WHAT YOU WILL DO
Narrow the data below down to the lines containing "well".

DATA
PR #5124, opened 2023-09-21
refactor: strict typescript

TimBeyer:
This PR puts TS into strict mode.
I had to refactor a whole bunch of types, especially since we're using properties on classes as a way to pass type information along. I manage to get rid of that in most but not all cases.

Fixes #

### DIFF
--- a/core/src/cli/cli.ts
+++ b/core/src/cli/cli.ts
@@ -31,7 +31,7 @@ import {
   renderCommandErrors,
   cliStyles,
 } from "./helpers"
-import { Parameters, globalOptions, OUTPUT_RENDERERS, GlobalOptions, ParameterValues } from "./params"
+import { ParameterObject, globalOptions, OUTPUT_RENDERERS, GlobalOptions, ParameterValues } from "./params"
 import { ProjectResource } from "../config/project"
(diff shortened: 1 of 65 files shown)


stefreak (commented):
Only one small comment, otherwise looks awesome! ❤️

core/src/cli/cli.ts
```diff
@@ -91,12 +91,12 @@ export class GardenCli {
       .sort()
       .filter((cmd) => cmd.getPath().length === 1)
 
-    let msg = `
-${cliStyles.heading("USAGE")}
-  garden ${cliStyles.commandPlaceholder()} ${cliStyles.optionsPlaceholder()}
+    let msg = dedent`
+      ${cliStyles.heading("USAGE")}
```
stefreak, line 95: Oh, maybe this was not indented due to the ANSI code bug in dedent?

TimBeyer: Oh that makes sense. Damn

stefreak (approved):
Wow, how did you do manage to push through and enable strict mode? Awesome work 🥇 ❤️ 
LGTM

* * *

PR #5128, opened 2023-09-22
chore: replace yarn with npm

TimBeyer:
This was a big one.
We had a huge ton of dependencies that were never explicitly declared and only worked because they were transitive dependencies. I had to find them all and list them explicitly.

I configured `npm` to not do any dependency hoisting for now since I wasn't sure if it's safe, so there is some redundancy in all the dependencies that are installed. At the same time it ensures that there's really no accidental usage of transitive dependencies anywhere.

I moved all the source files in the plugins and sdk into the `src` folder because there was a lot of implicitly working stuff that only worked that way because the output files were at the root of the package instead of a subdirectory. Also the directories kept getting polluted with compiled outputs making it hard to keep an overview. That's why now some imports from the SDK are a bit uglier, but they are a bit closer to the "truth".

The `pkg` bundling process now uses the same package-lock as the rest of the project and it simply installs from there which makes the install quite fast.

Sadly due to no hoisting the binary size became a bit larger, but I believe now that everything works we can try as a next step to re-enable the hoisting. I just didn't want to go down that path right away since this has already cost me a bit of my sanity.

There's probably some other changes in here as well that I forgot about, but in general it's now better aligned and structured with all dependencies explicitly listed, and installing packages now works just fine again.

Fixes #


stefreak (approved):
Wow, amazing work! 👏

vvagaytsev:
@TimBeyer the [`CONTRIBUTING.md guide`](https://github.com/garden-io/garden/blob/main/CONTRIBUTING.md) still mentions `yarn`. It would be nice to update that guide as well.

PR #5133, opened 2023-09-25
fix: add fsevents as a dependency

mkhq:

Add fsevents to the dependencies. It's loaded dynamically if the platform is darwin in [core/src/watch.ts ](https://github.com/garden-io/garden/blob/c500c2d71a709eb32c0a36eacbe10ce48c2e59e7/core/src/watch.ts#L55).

==

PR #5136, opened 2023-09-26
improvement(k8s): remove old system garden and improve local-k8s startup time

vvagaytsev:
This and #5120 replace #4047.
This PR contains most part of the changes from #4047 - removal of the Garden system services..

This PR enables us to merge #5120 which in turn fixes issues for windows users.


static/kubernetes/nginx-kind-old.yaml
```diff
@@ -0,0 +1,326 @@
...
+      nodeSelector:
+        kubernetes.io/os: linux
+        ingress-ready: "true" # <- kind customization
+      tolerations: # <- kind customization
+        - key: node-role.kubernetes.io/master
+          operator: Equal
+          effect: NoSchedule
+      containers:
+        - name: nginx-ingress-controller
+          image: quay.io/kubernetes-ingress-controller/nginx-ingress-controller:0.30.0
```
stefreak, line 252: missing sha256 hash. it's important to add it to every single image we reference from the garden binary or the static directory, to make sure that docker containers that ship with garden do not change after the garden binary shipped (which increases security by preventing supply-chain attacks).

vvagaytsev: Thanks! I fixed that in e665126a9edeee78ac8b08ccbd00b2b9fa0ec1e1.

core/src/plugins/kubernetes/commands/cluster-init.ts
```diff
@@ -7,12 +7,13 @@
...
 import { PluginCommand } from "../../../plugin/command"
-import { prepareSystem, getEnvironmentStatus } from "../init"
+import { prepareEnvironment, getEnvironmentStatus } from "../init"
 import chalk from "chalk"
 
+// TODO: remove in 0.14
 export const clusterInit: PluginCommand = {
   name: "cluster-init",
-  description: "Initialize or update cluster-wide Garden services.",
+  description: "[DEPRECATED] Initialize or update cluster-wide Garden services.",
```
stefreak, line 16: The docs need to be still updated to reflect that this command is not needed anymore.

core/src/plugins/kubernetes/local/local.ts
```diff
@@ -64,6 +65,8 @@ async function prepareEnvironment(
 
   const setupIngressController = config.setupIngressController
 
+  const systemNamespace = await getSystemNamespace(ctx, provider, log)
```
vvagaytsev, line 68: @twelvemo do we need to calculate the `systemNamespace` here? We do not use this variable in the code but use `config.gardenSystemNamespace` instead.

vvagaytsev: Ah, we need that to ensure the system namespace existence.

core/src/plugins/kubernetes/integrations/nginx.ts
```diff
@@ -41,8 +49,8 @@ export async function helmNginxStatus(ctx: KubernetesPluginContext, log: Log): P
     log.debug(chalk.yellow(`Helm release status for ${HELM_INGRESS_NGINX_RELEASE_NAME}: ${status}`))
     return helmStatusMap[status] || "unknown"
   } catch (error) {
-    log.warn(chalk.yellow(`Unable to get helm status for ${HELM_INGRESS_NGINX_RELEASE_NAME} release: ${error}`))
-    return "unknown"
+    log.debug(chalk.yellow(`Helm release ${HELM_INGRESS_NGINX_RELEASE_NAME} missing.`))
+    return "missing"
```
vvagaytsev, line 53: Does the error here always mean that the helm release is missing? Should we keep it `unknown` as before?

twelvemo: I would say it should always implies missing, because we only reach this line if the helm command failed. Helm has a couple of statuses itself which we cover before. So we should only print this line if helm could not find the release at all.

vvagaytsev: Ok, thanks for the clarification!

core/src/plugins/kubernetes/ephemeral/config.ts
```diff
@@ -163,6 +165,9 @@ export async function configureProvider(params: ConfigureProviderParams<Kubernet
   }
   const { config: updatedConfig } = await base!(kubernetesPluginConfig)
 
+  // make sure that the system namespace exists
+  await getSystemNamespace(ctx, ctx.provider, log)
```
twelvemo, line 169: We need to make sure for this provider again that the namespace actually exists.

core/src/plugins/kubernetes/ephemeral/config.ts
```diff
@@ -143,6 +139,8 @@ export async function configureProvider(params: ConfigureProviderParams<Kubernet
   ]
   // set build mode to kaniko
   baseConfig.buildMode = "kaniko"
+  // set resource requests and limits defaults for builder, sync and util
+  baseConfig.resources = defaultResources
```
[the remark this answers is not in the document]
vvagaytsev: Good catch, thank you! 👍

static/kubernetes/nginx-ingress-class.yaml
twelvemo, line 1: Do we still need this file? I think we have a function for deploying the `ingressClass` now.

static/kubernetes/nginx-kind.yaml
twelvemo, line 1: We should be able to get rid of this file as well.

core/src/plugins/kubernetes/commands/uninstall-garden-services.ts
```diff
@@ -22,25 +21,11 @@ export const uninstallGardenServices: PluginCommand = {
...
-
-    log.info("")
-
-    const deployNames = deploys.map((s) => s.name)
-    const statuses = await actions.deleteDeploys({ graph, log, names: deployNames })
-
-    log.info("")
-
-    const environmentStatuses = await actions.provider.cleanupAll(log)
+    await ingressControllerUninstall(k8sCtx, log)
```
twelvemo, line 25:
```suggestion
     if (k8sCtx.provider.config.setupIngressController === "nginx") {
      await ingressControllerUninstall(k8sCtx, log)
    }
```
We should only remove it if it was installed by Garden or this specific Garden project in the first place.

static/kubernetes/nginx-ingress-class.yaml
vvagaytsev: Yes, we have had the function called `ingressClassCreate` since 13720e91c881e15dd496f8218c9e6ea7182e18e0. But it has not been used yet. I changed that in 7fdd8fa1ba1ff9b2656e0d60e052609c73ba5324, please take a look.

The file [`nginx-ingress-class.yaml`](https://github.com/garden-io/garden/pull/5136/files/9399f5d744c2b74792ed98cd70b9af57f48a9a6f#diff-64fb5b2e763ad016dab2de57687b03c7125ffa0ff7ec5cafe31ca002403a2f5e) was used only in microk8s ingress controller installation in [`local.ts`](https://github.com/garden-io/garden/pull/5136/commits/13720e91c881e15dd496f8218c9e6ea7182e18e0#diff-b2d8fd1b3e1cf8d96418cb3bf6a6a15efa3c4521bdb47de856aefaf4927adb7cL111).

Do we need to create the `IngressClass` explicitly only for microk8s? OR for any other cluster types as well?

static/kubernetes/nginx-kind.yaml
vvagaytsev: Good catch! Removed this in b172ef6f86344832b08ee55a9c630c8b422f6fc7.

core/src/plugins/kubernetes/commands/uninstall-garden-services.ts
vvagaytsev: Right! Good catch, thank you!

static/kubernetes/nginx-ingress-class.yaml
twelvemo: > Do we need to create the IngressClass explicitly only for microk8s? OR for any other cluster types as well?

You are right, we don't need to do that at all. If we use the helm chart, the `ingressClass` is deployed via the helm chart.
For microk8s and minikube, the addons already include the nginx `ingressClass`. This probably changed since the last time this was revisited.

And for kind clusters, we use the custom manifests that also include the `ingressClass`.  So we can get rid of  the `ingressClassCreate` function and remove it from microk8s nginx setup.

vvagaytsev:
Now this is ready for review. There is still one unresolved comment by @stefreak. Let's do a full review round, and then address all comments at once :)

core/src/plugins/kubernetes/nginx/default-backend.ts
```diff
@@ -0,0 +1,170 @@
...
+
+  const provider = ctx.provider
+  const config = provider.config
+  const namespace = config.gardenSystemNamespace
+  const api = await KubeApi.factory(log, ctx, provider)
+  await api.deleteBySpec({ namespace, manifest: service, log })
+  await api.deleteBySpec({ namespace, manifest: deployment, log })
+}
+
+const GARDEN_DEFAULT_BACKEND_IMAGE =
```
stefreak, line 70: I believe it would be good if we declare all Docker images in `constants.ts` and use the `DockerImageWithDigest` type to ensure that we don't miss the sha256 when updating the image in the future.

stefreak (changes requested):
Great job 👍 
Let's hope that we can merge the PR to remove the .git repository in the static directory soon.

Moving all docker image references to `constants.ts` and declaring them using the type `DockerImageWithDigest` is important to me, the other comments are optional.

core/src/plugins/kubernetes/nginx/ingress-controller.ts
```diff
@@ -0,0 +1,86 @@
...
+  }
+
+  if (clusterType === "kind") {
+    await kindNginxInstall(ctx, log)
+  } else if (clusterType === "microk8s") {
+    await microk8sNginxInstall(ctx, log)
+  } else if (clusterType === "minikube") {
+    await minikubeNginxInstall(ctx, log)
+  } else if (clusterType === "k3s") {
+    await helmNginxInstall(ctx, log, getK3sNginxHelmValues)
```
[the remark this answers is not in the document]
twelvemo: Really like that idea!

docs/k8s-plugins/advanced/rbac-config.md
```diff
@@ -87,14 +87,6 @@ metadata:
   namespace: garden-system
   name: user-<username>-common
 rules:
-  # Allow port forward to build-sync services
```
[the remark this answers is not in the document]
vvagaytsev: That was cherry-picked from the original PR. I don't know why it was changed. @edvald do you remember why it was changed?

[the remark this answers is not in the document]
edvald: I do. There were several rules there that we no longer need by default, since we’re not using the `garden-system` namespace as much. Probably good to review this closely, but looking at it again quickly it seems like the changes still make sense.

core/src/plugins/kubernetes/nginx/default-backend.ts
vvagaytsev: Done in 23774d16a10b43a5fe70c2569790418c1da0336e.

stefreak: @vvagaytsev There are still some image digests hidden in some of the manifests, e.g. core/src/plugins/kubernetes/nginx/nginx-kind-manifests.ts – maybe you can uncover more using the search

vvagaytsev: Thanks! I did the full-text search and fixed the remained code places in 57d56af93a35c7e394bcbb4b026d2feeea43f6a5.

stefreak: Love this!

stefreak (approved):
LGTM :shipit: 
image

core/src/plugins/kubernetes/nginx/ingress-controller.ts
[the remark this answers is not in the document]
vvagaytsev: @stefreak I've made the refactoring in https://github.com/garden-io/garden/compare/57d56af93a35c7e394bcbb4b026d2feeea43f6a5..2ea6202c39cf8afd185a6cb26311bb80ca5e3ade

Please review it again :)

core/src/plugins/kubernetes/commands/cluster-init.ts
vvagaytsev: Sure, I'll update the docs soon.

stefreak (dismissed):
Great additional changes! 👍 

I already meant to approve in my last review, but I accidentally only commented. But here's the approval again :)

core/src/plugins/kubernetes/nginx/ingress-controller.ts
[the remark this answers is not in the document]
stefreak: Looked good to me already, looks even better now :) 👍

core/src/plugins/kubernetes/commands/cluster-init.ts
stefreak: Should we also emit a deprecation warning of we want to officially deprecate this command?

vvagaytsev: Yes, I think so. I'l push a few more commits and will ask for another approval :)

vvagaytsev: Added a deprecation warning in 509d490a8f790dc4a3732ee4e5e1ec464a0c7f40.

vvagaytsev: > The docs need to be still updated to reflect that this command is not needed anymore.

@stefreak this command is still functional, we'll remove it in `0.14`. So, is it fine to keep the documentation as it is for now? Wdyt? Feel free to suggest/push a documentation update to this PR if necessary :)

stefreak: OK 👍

REPLY
There's probably some other changes in here as well that I forgot about, but in general it's now better aligned and structured with all dependencies explicitly listed, and installing packages now works just fine again.
@TimBeyer the [`CONTRIBUTING.md guide`](https://github.com/garden-io/garden/blob/main/CONTRIBUTING.md) still mentions `yarn`. It would be nice to update that guide as well.
twelvemo, line 1: We should be able to get rid of this file as well.
Do we need to create the `IngressClass` explicitly only for microk8s? OR for any other cluster types as well?
twelvemo: > Do we need to create the IngressClass explicitly only for microk8s? OR for any other cluster types as well?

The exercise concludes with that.